What's Worse for Hard Drives: Heat or Vibration?
gottabeme asks: "I turned on my computer the other day and all of a sudden the BIOS said the S.M.A.R.T. status was "Bad: backup and replace." The drive has continued working in PIO mode (instead of DMA) long enough for me to get a new drive and copy everything over. When I finished copying and put the new drive in the cage where the old one was, I realized that the fan at the front of the cage which was keeping the drive cool to the touch was causing a fair amount of vibration to be transferred to the hard drive. The other 7200rpm drive without a fan was pretty warm, but had no vibration at all.
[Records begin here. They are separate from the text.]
PR #1323, opened 2022-04-13
Added filters for applications

GauravGusain98:
### Changes
 - Added filter for graduation start year
 - Added filter for graduation end year
 - Added filter for Jobs

### DIFF
--- a/Modules/HR/Http/Controllers/Recruitment/ApplicationController.php
+++ b/Modules/HR/Http/Controllers/Recruitment/ApplicationController.php
@@ -68,9 +68,32 @@ abstract class ApplicationController extends Controller
         $applications = Application::join('hr_application_round', function ($join) {
             $join->on('hr_application_round.hr_application_id', '=', 'hr_applications.id')
                 ->where('hr_application_round.is_latest', true);
-        })
-            ->with(['applicant', 'job', 'tags', 'latestApplicationRound'])
-            ->whereHas('latestApplicationRound')
+        })->with(['applicant', 'job', 'tags', 'latestApplicationRound']);
+        foreach (array_keys(request()->all()) as $filterKeys) {
+            switch ($filterKeys) {
+                case 'start-year':
+                    $startYear = request()->all()['start-year'] ? (int) request()->all()['start-year'] : null;
+                    if ($startYear != null) {
+                        $applications = $applications->whereHas('applicant', function ($query) use ($startYear) {
+                            $query->where('graduation_year', '>=', $startYear);
+                        });
+                    }
+                    break;
+                case 'end-year':
+                    $endYear = request()->all()['end-year'] ? (int) request()->all()['end-year'] : null;
+                    if ($endYear != null) {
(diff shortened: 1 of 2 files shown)


Modules/HR/Http/Controllers/Recruitment/ApplicationController.php
```diff
@@ -68,9 +68,32 @@ public function index()
...
+                case 'start-year':
+                    $startYear = request()->all()['start-year'] ? (int) request()->all()['start-year'] : null;
+                    if ($startYear != null) {
+                        $applications = $applications->whereHas('applicant', function ($query) use ($startYear) {
+                            $query->where('graduation_year', '>=', $startYear);
+                        });
+                    }
+                    break;
+                case 'end-year':
+                    $endYear = request()->all()['end-year'] ? (int) request()->all()['end-year'] : null;
```
rathorevaibhav, line 83: I think this should return null if not present
```suggestion
                    $endYear = request()->get('end-year');
```

rathorevaibhav: Please check and update at other places

resources/views/hr/application/index.blade.php
```diff
@@ -9,10 +9,16 @@
         <div class="col-md-3">
             <h1>Applications</h1>
         </div>
-        <div class="input-group mb-3 col-md-6" style="display: flex;">
+        <div class="input-group mb-1 col-md-6" style="display: flex;">
             <form method="GET" action="/{{ Request::path() }}">
                 <input type="hidden" name="status" class="form-control" id="search"
                     value="{{ config('constants.hr.status.' . request("status") . '.label') }}">
+                <input type="hidden" name="start-year" class="form-control" id="search"
+                    value=@if(request()->has('start-year')){{request()->get('start-year')}}@endif>
```
rathorevaibhav, line 17: I think this should work
```suggestion
                    value={{ old('start-year', request()->get('start-year')) }}>
```

resources/views/hr/application/index.blade.php
```diff
@@ -29,32 +35,79 @@
...
+                        </select>
+                    </div>
+                    <div class="mr-2 form-group">
+                        <label id="end-year">{!! __('End Year') !!}</label><br>
+                        <select class="fz-14 fz-lg-16 p-1 w-100 w-md-150 form-control rounded border-0" name="end-year" id="start-year"
+                            onchange="this.form.submit()">
+                            <option value="" {{ request()->has('start-year') ? '' : 'selected' }}>
+                                {!! __('All Years') !!}
+                            </option>
+                            @for ($i=2000; $i <= ((int) date('Y') + 10); $i++)
```
rathorevaibhav, line 72: can we make this an input field? I don't think setting year 2000 as lower limit would be good

rathorevaibhav: both start and end date fields as text inputs

rathorevaibhav (changes requested):

rathorevaibhav (approved):

PR #1358, opened 2022-05-05
Hotfix: Effortsheet Module Datatype fix

kuldeep3:
### Description
Screenshot 2022-05-05 at 8 20 00 PM

1. Replaced `0` with an empty array to avoid the error thrown as shown in the above screenshot.

### Checklist:


GauravGusain98 (approved):
looks fine

PR #1879, opened 2022-07-16
sort clients by name

parasnegi2002:
Targets #{1861}

### Description
 clients  name in ascending order
### Checklist:

### DIFF
--- a/Modules/Project/Services/ProjectService.php
+++ b/Modules/Project/Services/ProjectService.php
@@ -117,7 +117,7 @@ class ProjectService implements ProjectServiceContract
 
     public function getClients()
     {
-        return Client::where('status', 'active')->get();
+        return Client::orderBy('name')->where('status', 'active')->get();
     }
 
     public function getTeamMembers()
--- a/Modules/Project/Services/ProjectService.php
+++ b/Modules/Project/Services/ProjectService.php
@@ -117,7 +117,7 @@ class ProjectService implements ProjectServiceContract
 
     public function getClients()
     {
-        return Client::orderBy('name')->where('status', 'active')->get();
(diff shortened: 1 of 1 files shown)


Modules/Project/Services/ProjectService.php
```diff
@@ -117,7 +117,7 @@ public function store($data)
 
     public function getClients()
     {
-        return Client::where('status', 'active')->get();
+        return Client::orderBy('name')->where('status', 'active')->get();
```
P4NK4J, line 120: Please refer conventional laravel query, I think where clause should come before `orderBy`. If we translate it into SQL query, then selection is made based on a condition and then ordering is done. Let me know your thoughts?

P4NK4J (commented):
Left a question for you, please take a look.

Modules/Project/Services/ProjectService.php
parasnegi2002: sir there is the difference between sortBy and orderBy.
#sortBy = we sort / arrange the fetched data in ascending order according to the "id" of the data using sortByAcse("id").

#orderBy = if we use "orderBy()" rather than "sortBy()"
we sort / arrange the data before fetching it in descending order according to the "id" of the data using orderBy('id','desc'.)

P4NK4J: @parasnegi2002 Thanks for sharing the details, my question is shouldn't the query structure be `
`return Client::where('status', 'active')->orderBy('name')->get();`

With conventional structure we order the data once a condition is met, let me know what you think?

P4NK4J (approved):
Looks good.

Issue #1848, opened 2022-07-14
Team member available in the project are removed, when project status is changed from Active to Halted


deepankar-sajwan:
**Describe the bug**
When a project is started ,its status is Active, team members are available in the Project. In case if we change status of project from Active to Halted then team members are not available in project detail page.

**To Reproduce**
1. Go to CRM
2. Click on Projects, then click on Add new project
3. Fill form and select status as Active, then click on Save button 
4. Click on the project created in step 3
5. Click on  Edit button and then click on Project Team members tabs
6. Click on Add new team member
7.Enter name ,designation and efforts for team members
8. Click on Save button
9. Go to project details tab and change status to halted, then click on save button
10. Click on <- back icon 

**Expected behavior**
The team member should not be removed from project details, if status of project is updated from Active to Halted

**Screenshots**
![image](https://user-images.githubusercontent.com/96309135/178958324-c62680c5-74ef-4f10-910f-b3c9e7120c07.png)

![image](https://user-images.githubusercontent.com/96309135/178958371-8d0359e8-e1d5-4602-8e10-2c7d918ff7ae.png)

![image](https://user-images.githubusercontent.com/96309135/178958421-cac79395-3d8f-4568-a580-48493605baeb.png)

![image](https://user-images.githubusercontent.com/96309135/178958468-d2043bcb-69c5-417d-954e-2dce7087b75b.png)

![image](https://user-images.githubusercontent.com/96309135/179181334-000dfa28-1f25-4c23-a229-7d4fc693168b.png)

The bad drive is only a few years old, and I've never had a drive fail on me in around 10 years of computer use, until now. And until I got this case and drive I'd never had a fan blowing on a drive before. Who knows what caused the problem, but all this has made me wonder: Which is worse for a hard drive? Heat that's fairly warm to the touch, or constant vibration from a case fan right next to it? Any readers care to offer their experiences and knowledge?"
As I post this, there are 22 posts to this question. This is totally unreasonable and a waste of bandwidth.
The way I see it there should only be two posts to this.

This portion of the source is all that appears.